- DIRECTIONS FOR THIS TASK:
Give back only the lines in the records below from the one with "PR #2012, opened 2019-07-21" to the one with "This was merged in as part of #2011.", both inclusive, word for word.

- RAW DATA:

=== Section Start ===

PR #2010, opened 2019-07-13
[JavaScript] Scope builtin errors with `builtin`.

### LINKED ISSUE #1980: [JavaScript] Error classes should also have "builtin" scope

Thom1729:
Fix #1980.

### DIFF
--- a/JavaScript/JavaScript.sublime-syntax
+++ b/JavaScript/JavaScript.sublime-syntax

=== Section End ===
=== Section Start ===

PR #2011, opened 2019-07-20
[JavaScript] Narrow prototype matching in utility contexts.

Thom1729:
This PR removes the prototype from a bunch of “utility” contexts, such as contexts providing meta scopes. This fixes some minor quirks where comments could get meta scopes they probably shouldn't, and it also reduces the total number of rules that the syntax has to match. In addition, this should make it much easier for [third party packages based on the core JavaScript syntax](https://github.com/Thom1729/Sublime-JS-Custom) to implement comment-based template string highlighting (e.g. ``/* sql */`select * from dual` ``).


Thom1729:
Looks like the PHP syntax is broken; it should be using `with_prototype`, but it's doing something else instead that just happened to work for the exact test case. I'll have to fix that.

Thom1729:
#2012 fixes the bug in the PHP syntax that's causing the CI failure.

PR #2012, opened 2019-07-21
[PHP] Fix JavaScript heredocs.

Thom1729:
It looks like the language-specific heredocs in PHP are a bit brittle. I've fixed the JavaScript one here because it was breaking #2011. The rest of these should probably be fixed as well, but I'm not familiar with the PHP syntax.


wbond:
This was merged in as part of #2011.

=== Section End ===

- WRITTEN ANSWER:
PR #2012, opened 2019-07-21
[PHP] Fix JavaScript heredocs.

Thom1729:
It looks like the language-specific heredocs in PHP are a bit brittle. I've fixed the JavaScript one here because it was breaking #2011. The rest of these should probably be fixed as well, but I'm not familiar with the PHP syntax.


wbond:
This was merged in as part of #2011.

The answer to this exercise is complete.